Akan tetapi wanita muda yang cantik itu menyewa kamar di sebuah hotel. terpaksa Sin Hong juga menyewa kamar dan diam-diam ia terus menguntit. Bukan main mendongkol hatinya ketika ia mendapat kenyataan bahwa wanita itu tidak pernah keluar dari kamarnya, bahkan memesan kepada pelayan untuk mengirim masakan ke kamar. Sampai jauh malam Sin Hong mengintai dari kamarnya sendiri ke arah kamar gadis ini. Menjelang tengah malam, ia melihat bayangan orang melompat-lompat di atas wuwungan rumah dan ketika bayangn itu menggerakkan tangan, ia melihat sebuah benda hitam kecil melayang masuk ke dalam kamar wanita muda tadi melalui celah-celah antara daun jendela.

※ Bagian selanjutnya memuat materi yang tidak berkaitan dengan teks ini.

PR #477, opened 2018-02-16
MEN-1603: Warn on unused MENDER_* variables

alfrunes:
changelog: title


meta-mender-core/classes/mender-setup.bbclass
```diff
@@ -176,6 +176,67 @@ python() {
...
+    if(isinstance(e, bb.event.ParseCompleted)):
+        from bb import data
+        import os
+        import re 
+        import json
+
+        path = d.getVar("LAYERDIR_MENDER")
+        path = os.path.join(path, "conf/mender-vars.json")
+
+        if( (os.path.isfile(path))):
```
oleorhagen: nitpick: extra space

meta-mender-core/classes/mender-setup.bbclass
```diff
@@ -176,6 +176,67 @@ python() {
...
+            mender_vars = {}
+            with open(path, "r") as f:
```
oleorhagen: if not using the with scope, why not make this a one-liner? (:

meta-mender-core/classes/mender-setup.bbclass
```diff
@@ -176,6 +176,67 @@ python() {
...
+                    #       whereas the value is arbitrary
+                    # RFC: might want to swap bb.warn() with bb.note() in
+                    #      this case, as this does not have to be so strict
+                        expected_expressions = []
+                        val = d.getVar(k)
+
+                        if isinstance (mender_vars[k], list):
+                            # item is a list of strings
+                            for regex in mender_vars[k]: # (can be a list of items)
+                                if( re.search(regex, val) == None ):
```
oleorhagen: same as above

meta-mender-core/classes/mender-setup.bbclass
```diff
@@ -176,6 +176,67 @@ python() {
...
+                            # item is a single string
+                            regex = mender_vars[k]
+                            if (re.search(regex, val) == None): 
+                                bb.warn("%s is initialized with value \"%s\"" % (k, val),\
+                                        "\nExpected: \"%s\"" % regex)
+
+
+        else: ## if(!os.path.isfile(path)): ##
+            # This should never run, but left it in here in case we #
+            # need to generate new json file template in the future #
```
oleorhagen: I like it!

meta-mender-core/classes/mender-setup.bbclass
```diff
@@ -176,6 +176,67 @@ python() {
...
+            with open(path, "r") as f:
+                mender_vars = json.load(f)
+
+            for k in d.keys():
+                if k.startswith("MENDER_"):
+                    if ( k not in mender_vars.keys() ):
+                    # Warn if user has defined some new (unused) MENDER_.* variables
+                        bb.warn("\"%s\" is not a real MENDER_ variable" % k)
+
+                    elif ( mender_vars[k] != "" ):
```
oleorhagen: try n be consistent with the spacing used elsewhere.

meta-mender-core/classes/mender-setup.bbclass
kacf: Isn't he using it...?

meta-mender-core/classes/mender-setup.bbclass
kacf: In general Python doesn't need parentheses around if statements. This goes for the whole snippet.

meta-mender-core/classes/mender-setup.bbclass
```diff
@@ -176,6 +176,67 @@ python() {
...
+        if( (os.path.isfile(path))):
+            mender_vars = {}
+            with open(path, "r") as f:
+                mender_vars = json.load(f)
+
+            for k in d.keys():
+                if k.startswith("MENDER_"):
+                    if ( k not in mender_vars.keys() ):
+                    # Warn if user has defined some new (unused) MENDER_.* variables
+                        bb.warn("\"%s\" is not a real MENDER_ variable" % k)
```
kacf: I suggest using the message: `"\"%s\" is not a recognized MENDER_ variable. Typo?" % k`

meta-mender-core/classes/mender-setup.bbclass
oleorhagen: It's no biggie, but I was thinking, why not simply:
```
 mender_vars = json.load(open(path, "r"))
```

meta-mender-core/classes/mender-setup.bbclass
```diff
@@ -176,6 +176,67 @@ python() {
...
+
+                    elif ( mender_vars[k] != "" ):
+                    # If certain keys should have associated some restricted value
+                    # (expressed in regular expression in the .json-file)
+                    # NOTE: empty strings (json-values) are only compared by key, 
+                    #       whereas the value is arbitrary
+                    # RFC: might want to swap bb.warn() with bb.note() in
+                    #      this case, as this does not have to be so strict
```
kacf: Comment should be indented to the same level as the following code.

meta-mender-core/classes/mender-setup.bbclass
```diff
@@ -176,6 +176,67 @@ python() {
...
+                        val = d.getVar(k)
+
+                        if isinstance (mender_vars[k], list):
+                            # item is a list of strings
+                            for regex in mender_vars[k]: # (can be a list of items)
+                                if( re.search(regex, val) == None ):
+                                    expected_expressions += [regex]
+                            if (len(expected_expressions) > 0): 
+                                bb.warn("%s is initialized with value \"%s\"" % (k, val),\
+                                        "\nExpected: \"%s\"" % ', '.join(expected_expressions))
```
kacf: Won't this trigger whenever any of the expressions don't match? I would have expected it to trigger only if all of the expressions don't match.

meta-mender-core/conf/mender-vars.json
```diff
@@ -0,0 +1,83 @@
...
+     "existance in the variable in current build", 
+     "For example: we can issue a warning if user does",
+     "not include mender-uboot and mender-install",
+     "if we give the following definition below:", 
+     "'MENDER_FEATURES_ENABLE': ['mender-uboot', 'mender-install']",
+     "(using single quote (') for double quote in the above string)"],
+    "MENDER_ARTIFACT_NAME": "",
+    "MENDER_BOOT_PART": "",
+    "MENDER_BOOT_PART_DEFAULT": "",
+    "MENDER_BOOT_PART_DEFAULT_mender-ubi": "",
```
kacf: We will need to handle this specially: String like `_mender-ubi` are called an override, and there is an infinite number of possibilities for such strings, because the string can refer to some property of the build. This one in particular is "if we are building mender with ubi", but it can be anything, for example `_64bit`. The result then ends up in `MENDER_BOOT_PART_DEFAULT` if the property is true.

So I think we should remove all the `mender-ubi` strings, and before doing the matching, simply drop everything from the variable from the point where is an underscore followed by a lowercase letter.

meta-mender-core/classes/mender-setup.bbclass
alfrunes: with statement implicitly calls f.close()

meta-mender-core/classes/mender-setup.bbclass
oleorhagen: haha, didn't even notice :see_no_evil:

meta-mender-core/classes/mender-setup.bbclass
oleorhagen: haha, kk. I give

alfrunes:
@kacf 
Sorry for being a bit late with this one...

Sin Hong cepat melompat keluar kamar, akan tetapi dengan beberapa gerakan saja bayangan itu telah lenyap. Sin Hon penasaran, cepat ia mendekati jendela kamar wanita itu dan mengintai ke dalam. dilihatnya wanita itu tengah memegang sehelai kertas yang ditulis dengan huruf-huruf besar.
"DIA MENGINTAIMU, LEKAS LARI, TERPISAH DAN TUTUP MULUT"
Pandang mata Sin Hong yang tajam dapat membaca tulisan itu dan ia menggigit bibir dengan mendongkol sekali. Tak disangkanya bahwa musuh yang merusak namanya itu benar-benar amat lihai. Tadi pun ia telah menyaksikan gerakannya yang luar biasa cepat dan kini yakinlah dia bahwa musuhnya itu adalah bayangan tadi. Dan wanita ini hanyalah kaki tangan dan musuh rahasianya. Ia mendengar wanita itu mengeluarkan keluhan dan nampak seperti ketakutan. Kemudian ia cepat menyelinap ketika melihat wanita itu berbenah, membungkus pakaian dan memanggulnya di punggung, kemudian wanita itu memadamkan api lilin dan melompat keluar melalui jendela dengan gerakan yang cukup lincah! Kemudian wanita muda yang cantik itu berlari cepat sekali ke arah utara, agaknya hendak keluar dari kota Tiangsi.
Sin Hong maklum bahwa gadis ini tentu taat akan surat perintah tadi, maka untuk berhadapan dengan musuh rahasianya ia harus menangkap gadis ini. Akan tetapi siapa kira, baru saja ia hendak membekuk gadis itu, tiba-tiba muncul Go Hui Lian menyerangnya, dengan hebat. Biarpun Sin Hong harus mengaku bahwa ilmu pedang dari Hui Lian tak boleh dipandang ringan, namun bukan serangan itulah yang membuat ia menjadi gugup, bingung, dan berduka. Ia maklum bahwa perbuatannya merobohkan gadis di tengah malam buta tentu akan mendatangkan kecurigaan besar sekali dan tentu Hui Lian kini akan merasa yakin bahwa Wan Sin Hong benar-benar seorang penjahat keji pengganggu wanita!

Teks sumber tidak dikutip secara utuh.